With all this in mind, how does a Christian woman reconcile her faith with the liberating ideals of feminism? Man is considered the head in Christian families, but what if he isn't a great leader? Why is he the head or the pinnacle of authority in the household? Are women to be "led" by immature men? I'm a Christian woman who doesn't believe in man as ruler because he is an imperfect and fickle creature. So, does that make me any less Christian and more of a feminist? Why can't I be both?

Proverbs 31:10-31 (NIV)
10 A wife of noble character who can find? She is worth far more than rubies

11 Her husband has full confidence in her and lacks nothing of value.

12 She brings him good, not harm, all the days of her life.
13 She selects wool and flax and works with eager hands.
14 She is like the merchant ships, bringing her food from afar.
15 She gets up while it is still dark; she provides food for her family and portions for her servant girls.
16 She considers a field and buys it; out of her earnings she plants a vineyard.
17 She sets about her work vigorously; her arms are strong for her tasks.
18 She sees that her trading is profitable, and her lamp does not go out at night.
19 In her hand she holds the distaff and grasps the spindle with her fingers.
20 She opens her arms to the poor and extends her hands to the needy.
21 When it snows, she has no fear for her household; for all of them are clothed in scarlet.
22 She makes coverings for her bed; she is clothed in fine linen and purple.
23 Her husband is respected at the city gate, where he takes his seat among the elders of the land.
24 She makes linen garments and sells them, and supplies the merchants with sashes.
25 She is clothed with strength and dignity; she can laugh at the days to come.
26 She speaks with wisdom, and faithful instruction is on her tongue.
27 She watches over the affairs of her household and does not eat the bread of idleness.
28 Her children arise and call her blessed; her husband also, and he praises her:
29 "Many women do noble things, but you surpass them all."
30 Charm is deceptive, and beauty is fleeting; but a woman who fears the LORD is to be praised.
31 Give her the reward she has earned, and let her works bring her praise at the city gate.

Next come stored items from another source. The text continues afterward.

PR #505, opened 2020-03-27
Make provisioning, CI, and Makefile more consistent

kdmccormick:
## Overview
This PR does a bunch of clean-up and simplification. The most notable changes, from a developer's perspective, are:
* Marketing is tested in its own shard, instead of alongside LMS, Discovery and Forums.
* XQueue is now provisioned and health-checked as part of CI.
* xqueue, analyticspipeline, and marketing can be pulled and started just like any other service (`make dev.pull.analyticspipeline dev.up.analyticspipline`, etc.)
* `make $service-restart-devserver` can be used to restart the Django dev server inside a service's container.

I've made an effort to include no breaking changes in this PR, from a developer's point of view. Hence, I haven't updated any docs yet. I have some more changes planned, and I'd like to make them before circling back and updating all the documentation.

## Changes, commit-by-commit

1. Make registrar-shell match the other IDAs
    * `registrar-shell` had a custom implementation that was unnecessarily complex but did the exact same thing as the other IDAs' shell targets.
3. Generalize `xqueue-restart` into `<service>-restart-devserver`
    * `xqueue-restart` had a cool implementation that restarts the Django server. This seemed really useful, so I generalized it to work with Studio, LMS, Discovery, Registrar, etc. 
    * The name is ambiguous with `docker-compose restart`, so by @alanoe 's suggestion I added the `-devserver` suffix.
3. Require DB services to be up for 'make backup/restore'
    * The `make backup` and `make restore` targets need all three databases to be up in order to work, so we may as well make that a requirement of them.
4. Add more flexibility to 'make dev.pull'
    * Riffing on the pattern I introduced in `make dev.provision.services` of passing in multiple services using `+` as a separator, `make dev.pull.A+B+C` will pull images for services A, B, and C as well as all their dependencies.
      * This consistent interface allows me to simplify provisioning scripts in a later commit.
    * I also added the `make dev.onlypull.<services>` rule for pulling images *without* also their dependent images.
5. Let 'make dev.up.<service>' take multiple +-separated services
    * Same rationale as previous commit.
6. Use Makefile variables to clarfiy compose file scheme
    * This is mostly reverted in commit 12.
7.  Rename healthchecks.sh to check.sh
    *  The logic for the rename is that the name "healthchecks" may imply that all the script is doing is querying the /healthcheck endpoint on each service.
     * While this used to be the case, the script will soon be used for more sophisticated checks, such
    as the analytics pipeline acceptance tests, hence the generalized name for the script.
8. Clean up check.sh and allow it to take multiple args
9. Simplify handling of Analytics Pipeline and Marketing
    * Analytics and Marketing now follow the same Makefile target scheme for provisioning, pulling, and running that most other services do.
    * This allowed me to simplify `.travis.yml` a lot and delete `.travis/run.sh` entirely.
    * The old inconsistent targets are still in place, and are aliased to the new targets. I may pull all "backwards-compatibility" targets into their own sub-Makefile at some point.
    * Marketing is tested by itself in its own shard now.
10. Simplify handling of XQueue and add it to CI
    * XQueue now follows the same Makefile target scheme for provisioning, pulling, and running that all other services do.
    * It is provisioned and health-checked (via its `/status` endpoint) as part of CI.
11. Set configuration options in a way that allows them to be overriden via the command line.
12. Simplify Makefile handling of docker-compose files
     * Add new option SYNC_STRATEGY, which can be set to local-mounts, nfs, or docker-sync
    (defaults to local-mounts).
     *  This allows us to conditionally choose a value for DOCKER_COMPOSE_FILES in one place.
      * Also adds DEFAULT_SERVICES option which can be toggled to change the set of services that the generic targets (dev.up, dev.pull, etc.) act upon.
13.  Exit early in CI for cleaner error logs
      * If pulling or provisioning fails, then we shouldn't do healthchecks. That just makes the logs noisier.
14. Add `dev.up.without-deps.$` target. 
      * Thanks to @alanoe for the idea for this.


Makefile
```diff
@@ -102,8 +102,11 @@ dev.repo.reset: ## Attempts to reset the local repo checkouts to the master work
 dev.pull: ## Pull *all* required Docker images. Consider `make dev.pull.<service>` instead.
 	docker-compose pull
 
-dev.pull.%: ## Pull latest Docker images for a given service and all its dependencies
-	docker-compose pull --include-deps $*
+dev.onlypull.%: ## Pull latest Docker images for services (separated by plus-signs).
```
alanoe: IMHO dev.onlypull is not a good target name, as it is not obvious what it means. I'd recommend to pick a name which describes better what it will be done, eg dev.pull-without-deps

Makefile
```diff
@@ -236,12 +236,12 @@ pull.xqueue: ## Update XQueue Docker images
 validate: ## Validate the devstack configuration
 	docker-compose config
 
-backup: ## Write all data volumes to the host.
+backup: dev.up.mysql+mongo+elasticsearch ## Write all data volumes to the host.
```
alanoe, line 299: If I understood it right, a devstack must have been created with "make dev.provision" before using this. It'd be nice to mention it somewhere

Makefile
```diff
@@ -301,8 +301,8 @@ studio-restart: ## Kill the LMS Django development server. The watcher process w
 xqueue-shell: ## Run a shell on the XQueue container
 	docker exec -it edx.devstack.xqueue env TERM=$(TERM) /edx/app/xqueue/devstack.sh open
 
-xqueue-restart: ## Kill the XQueue development server. The watcher process will restart it.
-	docker exec -t edx.devstack.xqueue bash -c 'kill $$(ps aux | grep "manage.py runserver" | egrep -v "while|grep" | awk "{print \$$2}")'
+%-restart: ## Kill a service's Django development server. The watcher process should restart it.
```
alanoe: - it'd be better to create a new restart_django_web_server_in_container shell script for restarting Docker containers which run a Django development web server. Its input parameter would be docker_name and django_web_server_command and it could be reused for restarting CMS and LMS. Then, here you would only call it passing xqueue and runserver as parameters.

- Do all components which do not have an explicit <component>-restart make target (eg all except LMS and CMS) can be restarted with this command? One that comes to my mind is cs_comments_service, which is not a Django app, but rather a Sinatra (Ruby) app. With this new command, "make forum-restart" will print an error saying that "manage.py" was not found, which will confuse the user.

check.sh
```diff
@@ -0,0 +1,122 @@
...
+#
+# Exists 0 if successful; non-zero otherwise.
+#
+# Fails if no services specified.
+#
+# Note that passing in a non-existent service will not fail if there are
+# other successful checks.
+
+set -e
+set -o pipefail
```
alanoe, line 20: add "set -u", which checks undefined variables

alanoe (commented):
Could you move the file renaming to a separate patch so that we could see the cleanup diff and explain the reason of the file renaming?

Makefile
```diff
@@ -28,6 +28,40 @@
...
+MAIN_COMPOSE_FILE=-f docker-compose.yml
+XQUEUE_COMPOSE_FILE=-f docker-compose-xqueue.yml
+WATCHERS_COMPOSE_FILE=-f docker-compose-watchers.yml
+WATCHERS_COMPOSE_FILE_FOR_NFS=-f docker-compose-watchers-nfs.yml
+ANALYTICS_COMPOSE_FILE=-f docker-compose-analytics-pipeline.yml
+MARKETING_COMPOSE_FILE=-f docker-compose-marketing-site.yml
+
+# Supporting Docker Compose files to enable volume mounting (which allows us to use
+# source code from our host machine) as well as theming.
+SUPPORTING_COMPOSE_FILES=-f docker-compose-host.yml -f docker-compose-themes.yml
```
alanoe, line 40: minor: this var name does not make clear that is used for volume mounting. I recommend using COMPOSE_FILES_FOR_LOCAL_MOUNTS and removing SUPPORTING from the names of the vars below too.

Makefile
```diff
@@ -28,6 +28,40 @@
...
+# sets of services.
+STANDARD_COMPOSE_SUITE=$(MAIN_COMPOSE_FILE) $(SUPPORTING_COMPOSE_FILES)
+STANDARD_COMPOSE_SUITE_FOR_NFS=$(MAIN_COMPOSE_FILE) $(SUPPORTING_COMPOSE_FILES_FOR_NFS)
+STANDARD_COMPOSE_SUITE_FOR_SYNC=$(MAIN_COMPOSE_FILE)  $(SUPPORTING_COMPOSE_FILES_FOR_SYNC)
+XQUEUE_COMPOSE_SUITE=$(MAIN_COMPOSE_FILE) $(XQUEUE_COMPOSE_FILE) $(SUPPORTING_COMPOSE_FILES)
+ANALYTICS_COMPOSE_SUITE=$(STANDARD_COMPOSE_SUITE) $(ANALYTICS_COMPOSE_FILE)
+
+# All Docker Compose YAML files that contain service definitions.
+# Useful for Makefile targets like `dev.pull` and `down`
+ALL_SERVICE_COMPOSE_FILES=\
```
alanoe, line 53: minor: SERVICES_COMPOSE_FILES is shorter and conveys the same meaning

Makefile
```diff
@@ -28,6 +28,40 @@
...
+$(MAIN_COMPOSE_FILE) \
+$(XQUEUE_COMPOSE_FILE) \
+$(WATCHERS_COMPOSE_FILE) \
+$(ANALYTICS_COMPOSE_FILE) \
+$(MARKETING_COMPOSE_FILE)
+
+# All Docker Compose files (except those for NFS and Docker Sync).
+FULL_COMPOSE_SUITE=$(ALL_SERVICE_COMPOSE_FILES) $(SUPPORTING_COMPOSE_FILES)
```
alanoe, line 61: minor: this name is a little confusing, as a suite with NFS would be full too. I recommend FULL_COMPOSE_SUITE_WITH_LOCAL_MOUNTS instead to make it clearer it uses local mounts instead of NFS.

Makefile
```diff
@@ -28,6 +28,40 @@
...
+SUPPORTING_COMPOSE_FILES_FOR_NFS=-f docker-compose-host-nfs.yml -f docker-compose-themes-nfs.yml
+SUPPORTING_COMPOSE_FILES_FOR_SYNC=-f docker-compose-sync.yml
+
+# "Suites" of Docker Compose files that can be used together to run different
+# sets of services.
+STANDARD_COMPOSE_SUITE=$(MAIN_COMPOSE_FILE) $(SUPPORTING_COMPOSE_FILES)
+STANDARD_COMPOSE_SUITE_FOR_NFS=$(MAIN_COMPOSE_FILE) $(SUPPORTING_COMPOSE_FILES_FOR_NFS)
+STANDARD_COMPOSE_SUITE_FOR_SYNC=$(MAIN_COMPOSE_FILE)  $(SUPPORTING_COMPOSE_FILES_FOR_SYNC)
+XQUEUE_COMPOSE_SUITE=$(MAIN_COMPOSE_FILE) $(XQUEUE_COMPOSE_FILE) $(SUPPORTING_COMPOSE_FILES)
+ANALYTICS_COMPOSE_SUITE=$(STANDARD_COMPOSE_SUITE) $(ANALYTICS_COMPOSE_FILE)
```
alanoe, line 49: minor: I'd make it clearer that the first suite uses local mounts. Suggestions: STD_COMPOSE_SUITE_WITH_LOCAL_MOUNTS, STD_COMPOSE_SUITE_WITH_NFS, STD_COMPOSE_SUITE_WITH_DOCKER_SYNC

Makefile
```diff
@@ -28,6 +28,40 @@
...
+WATCHERS_COMPOSE_FILE=-f docker-compose-watchers.yml
+WATCHERS_COMPOSE_FILE_FOR_NFS=-f docker-compose-watchers-nfs.yml
+ANALYTICS_COMPOSE_FILE=-f docker-compose-analytics-pipeline.yml
+MARKETING_COMPOSE_FILE=-f docker-compose-marketing-site.yml
+
+# Supporting Docker Compose files to enable volume mounting (which allows us to use
+# source code from our host machine) as well as theming.
+SUPPORTING_COMPOSE_FILES=-f docker-compose-host.yml -f docker-compose-themes.yml
+SUPPORTING_COMPOSE_FILES_FOR_NFS=-f docker-compose-host-nfs.yml -f docker-compose-themes-nfs.yml
+SUPPORTING_COMPOSE_FILES_FOR_SYNC=-f docker-compose-sync.yml
```
alanoe, line 42: minor: I'd make it clearer that you're referring to docker-sync here (ie. SYNC => DOCKER_SYNC)

alanoe (commented):
clarfiy => clarify in commit msg

kdmccormick:
Thanks for the review @alanoe . I'm swamped with other work this week, but I'll hopefully be able to address your comments soon.

Makefile
kdmccormick: Not necessarily. This will just bring up the databases and dump them to a tar file, whether or not there's any provisioned data.

Makefile
kdmccormick: I agree that a solution that works across all containers would be nice. There is already a `devstack.sh` file in every container, with `start`, `exec`, and `open` (i.e. `shell`) commands -- `restart` could be added. Unfortunately, that's out of the scope of my work here.

The Makefile target as-is does not generalize to all the web services in Devstack. It only works for the services that are Python/Django and don't do the strange two-apps-in-one thing that edx-platform does.

I see two approaches I could take:

* Make it clear that this is Python/Django specific by naming the target `%-restart-django`. Then, alias existing `[lms|studio|xqueue]-restart` commands to `$xyz-restart-django` for backwards compatibility.

* Keep the target name generic (`%-restart`). For all services that do not support the standard implementation, either write a custom implementation like you are doing in #512 with `forum-restart`, or implement the target with `docker-compose restart $service`

Do either of those sound good?

Makefile
kdmccormick: As I thought about the comments you left regarding the names of the Docker Compile file Makefile variables, I realized that the whole set-up I was going for with the variable names was overly complicated.

I've pushed a new commit "Simplify Makefile handling of docker-compose files" that takes a new approach. It defines two new options--`SYNC_STRATEGY` and `DEFAULT_SERVICES`--that, respectively, define which file synchronization strategy (local-mount/nfs/docker-sync) and set of services are used by generic commands like `make dev.up` and `make dev.provision`. With those options in place, we can conditionally set a value for `DOCKER_COMPOSE_FILES` and use that variable everywhere in the Makefile.

Furthermore, I think this would enable paring down the default set of services in the future, like you suggested in your forum post.

Of course, these new options should be documented in RST, but I would like to get your agreement and merge before putting work into the formal documentation.

kdmccormick:
Hi @alanoe - Ready for another round of review when you have the chance.
* For all of your review comments, I've either addressed them with `--fixup` commits or replied in-thread.
* I split the health check changes into `Rename healthchecks.sh to check.sh` and `Clean up check.sh and allow it to take multiple args`. 
* I went ahead and used `shellcheck` on all the scripts I changed this PR.

Makefile
alanoe: I like the approach of using a restart-django-devserver Make target (notice I suggested a "devserver" suffix to make it clear what you're restarting).

Makefile
```diff
@@ -27,44 +26,49 @@
...
+-f docker-compose-watchers-nfs.yml
+endif
+ifeq ($(SYNC_STRATEGY),docker-sync)
+DOCKER_COMPOSE_FILES := \
+-f docker-compose.yml \
+-f docker-compose-sync.yml
+endif
+ifndef DOCKER_COMPOSE_FILES
+$(error SYNC_STRATEGY is set to $(SYNC_STRATEGY). Must be one of: local-mounts, nfs, docker-sync)
+endif
```
alanoe, line 102: if SYNC_STRATEGY must be one of local-mounts, nfs or docker-sync and docker-compose.yml is used by all of them, I suggest you initialize DOCKER_COMPOSE FILES with "-f docker-compose.yml" and add other yml files depending on the value of SYNC_STRATEGY. This will reduce code duplication.

Makefile
```diff
@@ -108,88 +112,73 @@ dev.clone: ## Clone service repos using HTTPS method to the parent directory
 dev.clone.ssh: ## Clone service repos using SSH method to the parent directory
 	./repo.sh clone_ssh
 
-dev.provision.services: ## Provision all services with local mounted directories
-	DOCKER_COMPOSE_FILES="$(STANDARD_COMPOSE_SUITE)" $(WINPTY) bash ./provision.sh
+dev.provision.services: ## Provision default services with local mounted directories
+	$(WINPTY) bash ./provision.sh $(DEFAULT_SERVICES)+e2e
```
alanoe, line 158: Why are you adding e2e here? It seems to me that either it should be added to DEFAULT_SERVICES (best option) or you must update documentation explaining why it is added specifically in this target.

options.mk
```diff
@@ -1,8 +1,8 @@
 # DEFAULT DEVSTACK OPTIONS
 # Included into Makefile and exported to command environment.
 # Defaults are listed in this file.
-# For configuring your local Devstack, create a file called
-# 'options.local.mk' and add your preferred overrides.
+# Local git-ignored overrides can be configured by creating `options.local.mk`.
+# Variables are set here with ?= to allow for overriding them on the command line.
```
alanoe, line 5: I think that adding support to a options.local.mk file with overrides should be done in a separate patch (before this one if it is a requirement).

alanoe (changes requested):
minor: I suggest FS_SYNC_STRATEGY instead of SYNC_STRATEGY

Makefile
alanoe: This looks better than the previous implementation, +1

alanoe:
@kdmccormick Thanks for the changes! I agree with almost everything in the new PR, I have just added a few comments.

Makefile
kdmccormick: @alanoe `make $service-restart-django-devserver` is a lot of typing, especially without target completion.

Would you be open to `$service-restart-devserver`? Your `make forums-restart` implementation in #512 could become `make forums-restart-devserver`.

I've pushed an new commit with my suggestion.

Makefile
kdmccormick: Yeah, `e2e` is a bit of a special snowflake, in that it's a provisioning target but it's not a service (essentially, it just gets some test data ready so that e2e tests can be run). I know this isn't the most elegant solution.

For this PR, I'll take your suggestion to add a comment of why it's being added here.

options.mk
kdmccormick: ~True. Reverted for now.~

kdmccormick: I remembering that I did this last week so that I could implement the old NFS targets as
```
dev.nfs.%:
	FS_SYNC_STRATEGY=nfs make dev.$*
```
I'll put the change in a separate commit.

Makefile
kdmccormick: Fixed this in `Simplify Makefile handling of docker-compose files`.

I prepended the `-f docker-compose.yml` after all the `if` branches so that the `ifndef DOCKER_COMPOSE_FILES` still works.

alanoe:
As soon as you do the small changes we have discussed, you already have my +1

kdmccormick:
Thanks for the thorough and helpful review @alanoe !

I pushed a final commit to make the CI log output cleaner (I didn't realize I needed `set -e` in TravisCI to exit early).

I'm going to ping the folks responsible for Discovery and eCommerce about these test failures in order to unblock our PRs.

kdmccormick:
I'm going to merge this with the eCommerce shard failing. We're seeing the exact same failure on `master`, and the failure occurs after the code paths that I feel need to be tested for this PR.

The eComm failure known of and is being looked into currently. It is likely an issue with https://github.com/edx/configuration associated with the ongoing configuration transition.

.travis.yml
```diff
@@ -10,12 +10,18 @@ branches:
     - master
 
 env:
-  - DEVSTACK_WORKSPACE=/tmp SHALLOW_CLONE=1 DEVSTACK='lms'
-  - DEVSTACK_WORKSPACE=/tmp SHALLOW_CLONE=1 DEVSTACK='registrar'
-  - DEVSTACK_WORKSPACE=/tmp SHALLOW_CLONE=1 DEVSTACK='ecommerce'
-  - DEVSTACK_WORKSPACE=/tmp SHALLOW_CLONE=1 DEVSTACK='edx_notes_api'
-  - DEVSTACK_WORKSPACE=/tmp SHALLOW_CLONE=1 DEVSTACK='credentials'
-  - DEVSTACK_WORKSPACE=/tmp SHALLOW_CLONE=1 DEVSTACK='analytics_pipeline'
```
feanil, line 18: There is a typo where this underscore was removed and we're seeing a breakage on master because a container with the name `analyticspipeline` doesn't exist.  https://travis-ci.org/github/edx/devstack/jobs/732970204  I'll make a pr to fix forward.

kdmccormick: @feanil I'm not sure if that's the issue. This was an intentional change, as `analyticspipeline` is the name of the service: https://github.com/edx/devstack/blob/master/docker-compose-analytics-pipeline.yml#L124

The CI build passed for analytics months after this merged.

In addition to... (originally published 6/23/09 as an attachment to the Woman, Feminism, and God post)
This is just another thought in regards to the previous post: I believe that it generally doesn't matter what a man or woman or whoever thinks of you as a feminist, a woman, a Christian, or all three. You have to be who you want to be and be brave enough to be honest about where you stand, even if you are a walking contradiction. We are all complicated and no brand of feminism, ideology, or religion can ever do us just. I honestly think that in the end, what you, God, and your loved ones think of you is what really matters. If you're happy beating down the walls of patriarchy, then do it. If you want to be a stay-at-home mom, do that. You have the gift of choice: use it.